La notion d’avant-garde charrie avec elle, que ceux qui seraient en “pointe” seraient les plus conscients et donc ceux qui seraient en retrait ou à la marge ne pourrait pas matériellement en être ou le seraient moins. Si ici, ils semblent être plus “pratiques” et liés aux “luttes” mais pourquoi ces combats ne seraient pas et tout aussi légitimement à la pointe du “théorique” ? Voilà donc l'écueil typique du mouvementisme qui pense que le jugement du réel se trouve dans son praxeo-centrisme inspiré d’une interprétation littérale et réductrice et anti-léninienne des thèses sur Feuerbach de Karl Marx

Comme le notait Henri Lefebvre sur les thèses :
Le critère de la pratique, posé dans la thèse II sur Feuerbach, sera pris par la suite pour un rejet de la théorie au profit de l'esprit pratique, pour une position empiriste et un culte de l'efficacité : pour un praticisme ou un pragmatisme. Au nom de la critique de la philosophie, on perdra de vue l'importance de la philosophie et le lien de la praxis avec le dépassement de la philosophie. [4]
Bien sûr, on se doit de souligner avec Henri Lefebvre qu’en se séparant de la praxis, la théorie se perd dans les mystères et le mysticisme.

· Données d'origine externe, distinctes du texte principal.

PR #238, opened 2026-06-23
Hnimrama/ix atom

hnimra-amd:
# PR #238 — InferenceX ATOM W1 (MI300X perf gates)

**PR:** https://github.com/ROCm/cvs/pull/238  
**Head:** `hnimrama/IX-atom` → **Base:** `dev/dtni`

**Jira:** [AIMVT-236](https://amd-hub.atlassian.net/browse/AIMVT-236) · [AIMVT-244](https://amd-hub.atlassian.net/browse/AIMVT-244)

---

## Motivation

CVS needs a first-class **InferenceX ATOM** automation path aligned with the **DTNI Validation Tracker (IX ATOM)** — not the legacy `inferencemax_single` uplift. This PR:

- Introduces the **`inferencex_atom_single`** suite with an ATOM-native driver (`atom.entrypoints.openai_server` + `atom.benchmarks.benchmark_serving`).
- Ships **W1 DeepSeek R1 FP8** variant configs for **MI300X** and **MI355X** (perf, smoke, MTP3) with calibrated / CI-seeded thresholds.
- Closes **M1 / Phase A** on MI300X: W1 perf with `enforce_thresholds: true` after lab confirmation.
- Documents the IX-atom roadmap (W1–W18, accuracy, metric tiers, parity frameworks) in `plans/inferencex-atom-cvs-automation-plan.md`.

**MI355X** variant configs ship with `enforce_thresholds: false` until hardware is available — they do not block merge or MI300X milestone work.

**Base branch:** `dev/dtni`.

---

### Suite and orchestration

- Rename **`inferencemax_single` → `inferencex_atom_single`**; legacy `inferencemax/` configs removed.
- New **`InferenceXAtomJob`** (`inferencex_atom_orch.py`):
  - `params.driver=atom` → ATOM server + `benchmark_serving`; JSON artifacts parsed via `to_client_metrics`.
  - `params.driver=vllm` retained for interim GPT-OSS uplift variants only.
- Canonical config layout: flat sibling pairs under `cvs/input/config_file/inference/inferencex_atom_single/`:
  - `{gpu}_inferencex-atom-single_{model}_{precision}[_{mode}]_config.json`
  - `{gpu}_inferencex-atom-single_{model}_{precision}[_{mode}]_threshold.json`
- `schema_version: 1`, typed loader, and `ix_recipes.json` recipe pins (`dsr1-fp8-mi300x-atom`, etc.).
[...]

PR #290, opened 2026-08-05
Restore legacy vLLM suites under a 3-month deprecation notice

atnair-amd:
## Summary

`dev/dtni` replaced the per-model vLLM suites with the unified `vllm` suite, deleting the old
entry points outright. AMD's OSS policy requires a deprecated interface to stay available for
three months before removal, so this restores them behind a dated notice rather than leaving
the merge as a silent breaking change.

Notice served 2026-08-11; removal 2026-11-11.

## Change

- Legacy suites live in `cvs/tests/inference/vllm_legacy/`, not alongside the new ones. The new
  suite's `conftest.py` reorders collection from a rank table that has no entries for the legacy
  test names — sharing a directory ties them all at rank 99 and runs inference before the
  container launches. A separate directory keeps that conftest out of scope.
- `base_legacy.py` is a frozen copy of `main`'s `base.py`. The legacy suites pin to it so the
  unified suite's base can keep evolving without dragging them along.
- Importing `cvs.lib.inference.vllm` raises a `DeprecationWarning` naming the replacement.
- Out of scope: sglang and inferencemax, which were deleted the same way and need the same
  treatment separately.

## Tests

- `test_vllm_legacy_deprecation.py` (new, 15 tests) — pins the quarantine boundary, the frozen
  base, and the removal date, so re-merging the suites or re-pointing them at the live base fails.
- Hardware smoke on splinter-126-016d (1x MI300X, ROCm 7.14 GA, gpt-oss-120b): container
  lifecycle, server env contract, launch, readiness polling, and report generation all exercised
  on the restored path. `test_vllm_inference` did not complete — the GPU dropped off the PCIe bus
  (`amdgpu: device lost from bus!`) four seconds after vLLM finished warmup, and the harness
  failed cleanly on its readiness timeout. The client benchmark step remains unvalidated.
- Gates: 15/15 new unit tests pass; `ruff format --check` and `ruff check` clean on all 8 changed
  files. Full `make ut` is not runnable here — `dev/dtni` already fails `fmt-check` (23 files) and
  `lint` (14 errors) before this branch, verified against an extracted pristine baseline.

### DIFF
--- a/cvs/input/config_file/inference/vllm_legacy/mi355x_vllm_single.json
+++ b/cvs/input/config_file/inference/vllm_legacy/mi355x_vllm_single.json
@@ -1,0 +1,371 @@
+{
+    "config": {
+        "container_image": "rocm/7.0:rocm7.0_ubuntu_22.04_vllm_0.10.1_instinct_20250927_rc1",
+        "container_name": "vllm_inference_rocm",
+        "nnodes": "1",
+        "benchmark_server_script_path": "/home/{user-id}/benchmark_server_scripts/",
+        "benchmark_script_repo": "https://github.com/kimbochen/bench_serving.git",
+        "hf_token_file": "/home/{user-id}/.hf_token",
+        "shm_size": "16G",
+        "log_dir": "/home/{user-id}/LOGS",
+        "data_cache_dir": "/it-share/models/",
+        "container_config": {
+            "device_list": [
+                "/dev/dri",
+                "/dev/kfd",
+                "/dev/mem"
+            ],
+            "volume_dict": {
+                "/home/{user-id}": "/home/{user-id}",
+                "/it-share/models/": "/models"
+            },
+            "env_dict": {
+                "HF_HUB_CACHE": "/models/huggingface-cache"
+            }
+        }
+    },
+    "benchmark_params": {
+        "gpt-oss-120b": {
+            "container_image": "rocm/7.0:rocm7.0_ubuntu_22.04_vllm_0.10.1_instinct_20250927_rc1",
+            "backend": "vllm",
+            "base_url": "http://0.0.0.0",
+            "port_no": "8888",
+            "_example_dataset_name": "sharegpt|hf|random|sonnet|burstgpt",
+            "dataset_name": "random",
+            "concurrency_levels": [
+                16,
+                32,
+                64
+            ],
+            "model": "openai/gpt-oss-120b",
+            "num_prompts": "3200",
+            "sequence_combinations": [
+                {
+                    "isl": "1024",
+                    "osl": "1024",
+                    "name": "balanced"
+                },
+                {
+                    "isl": "1024",
+                    "osl": "8192",
+                    "name": "long_generation"
+                },
+                {
+                    "isl": "8192",
+                    "osl": "1024",
+                    "name": "long_context"
+                }
+            ],
+            "burstiness": "1.0",
+            "seed": "0",
+            "request_rate": "inf",
+            "max_model_length": "9216",
+            "random_range_ratio": "0.8",
+            "random_prefix_len": "0",
+            "tensor_parallelism": "1",
+            "_example_tokenizer_mode": "auto|slow|mistral|custom",
+            "tokenizer_mode": "auto",
+            "percentile_metrics": "ttft,tpot,itl,e2el",
+            "metric_percentiles": "99",
+            "server_script": "gpt-oss-120b_fp4_mi355x_vllm_docker.sh",
+            "bench_serv_script": "benchmark_serving.py",
+            "result_dict": {
+                "ISL=1024,OSL=1024,TP=1,CONC=16": {
+                    "total_throughput_per_sec": "4651",
+                    "mean_ttft_ms": "70",
+                    "mean_tpot_ms": "8"
+                },
+                "ISL=1024,OSL=1024,TP=1,CONC=32": {
+                    "total_throughput_per_sec": "7043",
+                    "mean_ttft_ms": "180",
+                    "mean_tpot_ms": "9"
+                },
+                "ISL=1024,OSL=1024,TP=1,CONC=64": {
+                    "total_throughput_per_sec": "10677",
+                    "mean_ttft_ms": "76",
+                    "mean_tpot_ms": "13"
+                },
+                "ISL=1024,OSL=8192,TP=1,CONC=16": {
+                    "total_throughput_per_sec": "2735",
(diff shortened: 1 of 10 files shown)


atnair-amd:
### Code review

Found 2 issues:

1. The two `TestFrozenLegacyBase` regression guards assert against `LEGACY_BENCH_DEFAULTS`, a module-level constant that no runtime code reads. It is written only so these tests can assert against it, so neither test guards the behaviour its comment describes. Verified by mutation: changing the real `self.bp_dict.setdefault('random_range_ration', ...)` at [base_legacy.py#L191](https://github.com/ROCm/cvs/blob/122e6f0b3013fb9af981af0e6ed25c0c471dadd0/cvs/lib/inference/base_legacy.py#L189-L193) to the corrected `random_range_ratio` spelling — precisely the drift the comment says must not happen — leaves all 15 tests passing. Gutting `clone_bench_serving_repo` to a no-op likewise passes. To actually pin the frozen behaviour, assert on the real `setdefault` result (e.g. instantiate and check `bp_dict`) and on `clone_bench_serving_repo`'s body rather than on the side constant.

https://github.com/ROCm/cvs/blob/122e6f0b3013fb9af981af0e6ed25c0c471dadd0/cvs/lib/inference/unittests/test_vllm_legacy_deprecation.py#L76-L88

2. The restored readiness polling routes bulk log reads through `exec_cmd_list`, which reintroduces the log-bloat class fixed in #278. That PR added `print_console` to `exec()`/`exec_on_head()` but deliberately left `exec_cmd_list` without it; the follow-up reply there argued it was safe because "nothing in the vLLM path routes bulk reads through it today". This PR makes that no longer true — `base_legacy.py` has 10 `exec_cmd_list` call sites, including a `tail -30`-per-node loop running up to `default_server_poll_count` iterations. Observed on a smoke run: 1008 duplicated poll-tail lines in a single run that never reached steady state. Worth either noting explicitly in the README as a known limitation of the frozen path, or threading `print_console` through `exec_cmd_list` as the #278 follow-up.

https://github.com/ROCm/cvs/blob/122e6f0b3013fb9af981af0e6ed25c0c471dadd0/cvs/lib/inference/base_legacy.py#L412-L420

Checked and found clean: all four restored suites and the config are byte-identical to their pre-#223 copies on `main` apart from the added deprecation header, so `/dev/mem` in the config, the `qwen3_80b` fixture divergence, and the missing fail-gate in `test_cleanup_stale_containers` are all faithfully preserved pre-existing behaviour rather than new defects. Dates are consistent across all files, the `DeprecationWarning` target `cvs.lib.inference.vllm_job.VllmJob` resolves, and `ruff format --check` / `ruff check` are clean on all 8 changed files at this head SHA.

atnair-amd:
Follow-up — one more finding from a git-history pass that finished after the review above.

3. The frozen base keeps `server_launch_poll_count=20` where the live base now defaults to 60, and that budget is marginal for exactly the models these suites serve. The `20 -> 60` bump landed on `dev/dtni` only (in #238, after #223 had already deleted this code), motivated by large weight loads exceeding the 20-minute window — so `main` never had it and the verbatim restore faithfully preserves the smaller budget. This is a preserved pre-existing limitation, not a regression, but it is worth knowing before anyone runs these suites: on the gpt-oss-120b smoke run I did against this branch, polling reached iteration 19 of 20 with weights already cached on local disk (`Model loading took 68.7 GiB memory and 593.389452 seconds`). A first run that has to pull weights from HF would exhaust the budget and fail on readiness timeout rather than on anything real. Three of the four suites take this default; only `vllm_qwen3_80b_single.py` overrides it, to 30.

https://github.com/ROCm/cvs/blob/122e6f0b3013fb9af981af0e6ed25c0c471dadd0/cvs/lib/inference/base_legacy.py#L78-L80

Also, for the record on the `inference_lib.py` pointer fix in this PR: `InferenceJobFactory` has no callers anywhere in the tree, and the restored suites instantiate `VllmJob` directly rather than going through it. The corrected pointer is right, but nothing exercises it.

atnair-amd:
### Correction to the review above

Adversarial re-checking of my own findings turned up errors in two of them. Retracting and correcting, with the fixes pushed in d9c51792.

**Finding 2 is withdrawn entirely — it was wrong twice over.**

- `exec_cmd_list` does accept `print_console`, and has since [b8b2cf24](https://github.com/ROCm/cvs/commit/b8b2cf24) (2026-01-02), not since #136 — that PR only moved `parallel_ssh_lib.py` to `parallel/pssh.py`. My claim that #278 "deliberately left it without" the flag was simply false.
- The suites do not use `Pssh` at all. `from cvs.lib.parallel_ssh_lib import *` aliases **`MultiProcessPssh`** ([parallel_ssh_lib.py#L35](https://github.com/ROCm/cvs/blob/d9c51792/cvs/lib/parallel_ssh_lib.py#L34-L36)), which forwards the flag at [multiprocess_pssh.py#L250-L253](https://github.com/ROCm/cvs/blob/d9c51792/cvs/lib/parallel/multiprocess_pssh.py#L249-L254).
- The premise fails outright: live `base.py` runs `tail -30` **plus** a grep per iteration over up to 60 iterations (~1860 lines) versus the frozen path's 30 x 20 = 600. **Live is strictly noisier.** Nothing is reintroduced, and my reply on #278 was not falsified by this PR.

**Finding 1 stands, but I mischaracterised the defect.** The guards are inert — six independent mutations left the suite green. But the misspelled `setdefault` is not harmless dead code. `base_legacy.py:191` setdefaults `random_range_ration` while the reads at `:286`/`:461` use `random_range_ratio`, so the default never applies:

```
legacy  keys after defaults = ['random_range_ration']  -> read raises KeyError
live    keys after defaults = ['random_range_ratio']   -> '1.0'
```

Any legacy config omitting `random_range_ratio` raises `KeyError` while building the server command. `origin/main` has the identical hole, so it stays frozen — but the accurate framing is "the typo defeats the default, the key is mandatory in config", not "unread constant".

**Finding 3 stands as filed.**

d9c51792 replaces both guards with behavioural tests parametrised over the frozen and live base, so mutating `:124` or `:191` turns them red for a runtime reason rather than a text mismatch; deletes `LEGACY_BENCH_DEFAULTS`, which was additive and only existed for the old asserts; adds a git-free sha256 content pin over the five restored files (CI checks out at depth 1 with no `origin/main` ref, and these tests also run from the sdist copy with no `.git`); and documents four known limitations of the frozen path, led by the fact that the four `*_vllm_docker.sh` server scripts named in the config ship in no repository and must be pre-staged.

Les “combats” seraient cet étalon de cet imaginaire de l’avant-gardisme. Mais de quels “combats” nous parle-t-on au juste ?

Comment dans un monde aux “inégalités” diverses, aux situations dans les rapports de production différentes et enchevêtrés, une philosophie libertaire et communiste qui se veut l'héritière du “De chacun selon ses moyens, à chacun selon ses besoins” [5] peut-elle déboucher sur ce genre de propos aussi séparés ?

Il ne s’agit pas de mettre sur le même plan la diversité des actes, simplement parce que le plus souvent, ils dépassent les intentions mêmes de ceux qui les posent et qu’ils doivent compter sur la négativité du réel et son foisonnement [6]. Ceci est tout aussi valable pour ceux qui se pensent de manière arrogante à la pointe des luttes.

Mais n’est-ce pas le propre de l’autonomisation organisationnelle que celui d’alimenter son existence propre, sa survie, par une dynamique illocutoire de la “rupture” à destination des missionnés ?


NOTES


Lire également Archive contemporaine du spectacle de la conscience

[1] Cette OCL fut désignée sous l’appellation d’OCL-1 afin de la distinguée de l’OCL qui naît en 1976 lors du changement de nom de l’ORA. Comme l’indique Georges Fontenis “Au Congrès de Nancy, en 1971, le MCL se transforme en OCL, Organisation communiste libertaire, avec l’apport de quelques groupes de l’ORA (Organisation révolutionnaire anarchiste), tendance de la FA de l’époque d’abord, puis organisation indépendante. Des tentatives de fusion entre MCL et ORA ont échoué, échec en partie dû à l’orientation du MCL de forte critique - voire du rejet - du militantisme dans les syndicats. Furieux de cette orientation, Daniel Guérin rejoint l’ORA qu’il quittera lorsqu’elle prendra à son tour une orientation ultra-gauche, "autonome" et antisyndicale. C’est ainsi que nous nous retrouvons à l’UTCL, scission de l’ORA, privilégiant l’action dans les syndicats.” http://www.danielguerin.info/tiki-index.php?page=Un+long+parcours+vers+le+communisme+libertaire

[2] Pour ceux qui veulent en savoir plus sur le plateformisme
 
[3] Le nom et adjectif militant est le participe présent du verbe militer, du latin militare « être soldat, faire son service militaire ».

[4] Sociologie de Marx, Presses universitaires de France p. 27

[5] Karl Marx, Critique du programme de Gotha. https://www.marxists.org/francais/marx/works/1875/05/18750500a.html

[6] Ce qui ne ne retire rien à ce qu’un projet conscient et lucide s'agence pour transformer le monde.